DATA FOR ANALYSIS START
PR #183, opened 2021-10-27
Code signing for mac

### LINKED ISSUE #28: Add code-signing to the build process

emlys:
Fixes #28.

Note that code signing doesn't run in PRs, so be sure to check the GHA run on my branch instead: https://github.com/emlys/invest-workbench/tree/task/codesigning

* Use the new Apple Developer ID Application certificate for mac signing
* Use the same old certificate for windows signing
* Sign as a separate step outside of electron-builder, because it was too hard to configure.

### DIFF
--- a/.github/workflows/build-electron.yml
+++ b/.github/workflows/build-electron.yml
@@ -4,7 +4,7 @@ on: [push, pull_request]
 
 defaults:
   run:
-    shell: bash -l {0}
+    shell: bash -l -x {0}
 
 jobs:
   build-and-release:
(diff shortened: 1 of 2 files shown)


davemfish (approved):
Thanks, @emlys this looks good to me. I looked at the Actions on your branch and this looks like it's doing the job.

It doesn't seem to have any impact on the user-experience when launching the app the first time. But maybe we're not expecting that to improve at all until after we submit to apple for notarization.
DATA FOR ANALYSIS END
DATA FOR ANALYSIS START
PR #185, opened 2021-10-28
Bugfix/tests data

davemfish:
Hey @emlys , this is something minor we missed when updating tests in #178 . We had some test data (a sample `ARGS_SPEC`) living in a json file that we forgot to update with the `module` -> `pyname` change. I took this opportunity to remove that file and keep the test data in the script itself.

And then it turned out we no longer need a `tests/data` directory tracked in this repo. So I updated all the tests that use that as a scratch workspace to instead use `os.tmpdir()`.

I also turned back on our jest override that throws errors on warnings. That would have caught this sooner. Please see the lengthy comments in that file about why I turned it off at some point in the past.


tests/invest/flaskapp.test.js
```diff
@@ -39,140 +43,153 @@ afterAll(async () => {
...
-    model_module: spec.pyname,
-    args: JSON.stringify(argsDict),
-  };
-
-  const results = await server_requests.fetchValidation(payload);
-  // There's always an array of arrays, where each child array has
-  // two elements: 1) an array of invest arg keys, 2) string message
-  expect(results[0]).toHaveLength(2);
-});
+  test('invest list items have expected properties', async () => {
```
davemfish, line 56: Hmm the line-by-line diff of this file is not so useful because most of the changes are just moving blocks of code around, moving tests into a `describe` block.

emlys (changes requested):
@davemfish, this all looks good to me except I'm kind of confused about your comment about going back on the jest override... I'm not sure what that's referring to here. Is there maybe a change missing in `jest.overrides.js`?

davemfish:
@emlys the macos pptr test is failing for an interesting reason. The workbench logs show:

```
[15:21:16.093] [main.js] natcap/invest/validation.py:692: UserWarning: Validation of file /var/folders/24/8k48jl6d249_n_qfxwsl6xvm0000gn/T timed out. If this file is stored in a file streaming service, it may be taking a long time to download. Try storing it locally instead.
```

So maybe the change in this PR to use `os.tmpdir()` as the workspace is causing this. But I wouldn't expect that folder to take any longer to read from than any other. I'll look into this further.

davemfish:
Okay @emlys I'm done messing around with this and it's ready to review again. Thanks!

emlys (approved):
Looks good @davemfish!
DATA FOR ANALYSIS END
From the entries above, show each line that includes the string "workflows".

--- a/.github/workflows/build-electron.yml
+++ b/.github/workflows/build-electron.yml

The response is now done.